I actually have a theory that this kind of holism, also propounded by the likes of Earth, Wind & Fire and Tangerine Dream for example, is probably the most politically radical kind of music (because it attacks the Cartesian Dualism that Capitalism is just the social manifestation of) while the likes of The Stooges, Sex Pistols, Nirvana, even my beloved Stranglers, are the reactionaries because their nihilism amplifies the alienation the subject/object dualism provokes.

And maybe that's why the Moodies stuck with flower power - a world infused with love is more dangerous to an atomised system than a world of nihilism and despair.

Perhaps we should stop punishing ourselves?

David K Wayne said...

Jethro just makes me think of Slavoj Zizek, or vice versa.

Interesting you mention Earth Wind and Fire in those terms - they were one of the biggest bands in the world in the 70s (I loved them as a kid). But now they're semi-forgotten, or treated with 'ironic' detachment if they're played in clubs etc. They actually seem to make people vaguely uncomfortable in a way that the darker Funkadelic (for example) don't. At the time EW&F were highly revered and respected; especially by other muscicians like Mile Davis (who interestingly seems more respected for his more uglier, nihilistic, 'ill' stuff now than he was when he was alive).

Phil Knight said...

Yeah, I like Earth, Wind and Fire.

Their record sleeves make ELO's look like models of restraint, though.

David K Wayne said...

C,mon - gotta love those pyramids!
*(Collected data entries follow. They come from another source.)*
PR #1367, opened 2023-07-13
cephfs validation should collect logs from cephfs provisioner

addyess:
in order to appropriately collect logs from cephfs failures, the correct cephfs provisioner logs should be acquired

These changes also allow the ceph tests to run against models where ceph-fs, ceph-mon, and ceph-osd are currently installed and idle

### DIFF
--- a/jobs/integration/validation.py
+++ b/jobs/integration/validation.py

They did David Copperfield tricks onstage too.

Chuckie K said...

More happy accidents. WK, I just caem over here for the first time after talking to you at Qlipoth.
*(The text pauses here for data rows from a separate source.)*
PR #1376, opened 2023-07-21
Adjustments to enable building on launchpad

addyess:
In order to build charms targeting a certain architecture, the intent is to leverage a build farm of launchpad builders using  the `launchpadlib` library within the charm builder job

By changing only the `charm-support-matrix.inc` to include the `builder: 'launchpad'` option within a specific charm, the charm will be built on launchpad rather than on the jenkins runner.  

It is necessary only for the charm to be built using `charmcraft.yaml` (no reactive charms are supported there) and each `builds-on` entry in that `charmcraft yaml` will recieve a separate builder.

Incidentally, this allows for a single charm build invocation to also yield multiple charm build outputs -- one for each `builds-on` entry.  Much of the rearchitecture in this PR is around handling a single charm build invocation creating multiple charm files (eg. one charm file per architecture)

In that event -- these changes support each architecture being uploaded, associated with its resources, and released to the same charmhub channel -- for the various architectures|bases it supports.

These changes also facilitate having a different architecture's OCI image attached to a charm so that juju can download the appropriate binary arch and binary oci-image for that charm deployment. 

- [ ] update build-charms / promote charms job jjb completed

### DIFF
--- a/jobs/build-charms.yaml
+++ b/jobs/build-charms.yaml
@@ -35,7 +35,7 @@
           COMMAND: |
             #!/bin/bash
             set -eux
-            tox -e py38 -- python jobs/build-charms/charms.py promote \
+            tox -e py38 -- python jobs/build-charms/main.py promote \
                 --from-channel $FROM_CHANNEL \
                 --to-channel $TO_CHANNEL \
                 --charm-list $CHARM_LIST \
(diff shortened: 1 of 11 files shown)


mateoflorido (approved):
LGTM 💯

For the last week, I have been thinking about, yes, the Moody Blues. That very having been HUGE and now forgotten. And just like you say, Simon, the thought of them lead me straight to Blood Sweat and Tears and Chicago.
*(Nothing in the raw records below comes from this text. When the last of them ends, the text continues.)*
PR #1377, opened 2023-07-24
Create a pytest marker to skip if a bug was unresolved, and skip cephfs test

addyess:


jobs/integration/validation.py
```diff
@@ -1474,15 +1474,20 @@ async def test_plugins_installed(self, model):
             timeout_msg="CSI pods not ready!",
         )
 
-    @pytest.mark.parametrize("storage_class", ["ceph-xfs", "ceph-ext4", "cephfs"])
+    @pytest.mark.parametrize(
+        "storage_class",
+        [
+            "ceph-xfs",
+            "ceph-ext4",
+            pytest.param("cephfs", marks=pytest.mark.xfail_if_open_bugs(2028387)),
```
addyess, line 1482: xfail the `cephfs` test only

jobs/integration/conftest.py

I've just been reading Bourdieu's Distinction and thinking about how inappropriate it is for American apppropriation. The Moody Blues were prime example. HOw disappointed I was when I got to grad school only to find smart hard working doctorands who liked the band. How could they like kitsch and not love harsh Miles?
Looking back, me replicating the elitist model of 'taste,' them enjoying democratic freedom to enjoy. Sigh.

David K Wayne said...

I kinda did the same banishing Fleetwood Mac from my speakers, for the kind of techno I wouldn't go near now.

David K Wayne said...

PS. Chuckie -

I have a theory that there's only really a dozen people on the internet, who use it to argue with themselves. If they figure it all out, they sign off and pass on the avatar. You could break all blogs down into 12 basic genres with their respective modes of address to prove this.

When bloggers claim they've actually met each other, I reckon its an occasional ruse to throw the other 11 people off the scent...

Martin Wisse said...

If you're talking Moody Blues, what about Procul Harum, a band I always associate with them? Another band that was quite huge in their day now only remembered for one hit.

Jethro Tull on the other hand may not be commercially that succesful, but long since reabsorbed in the rock pantheon. Prog rock as a whole has been rehabilitated quite succesfully in the last decade, but more mainstream AOR hasn't yet...

Phil Knight said...

Yes, and there's The Hollies too, who are currently arousing my interest.

"He Ain't Heavy, He's My Brother" might be the least neoliberal record ever made.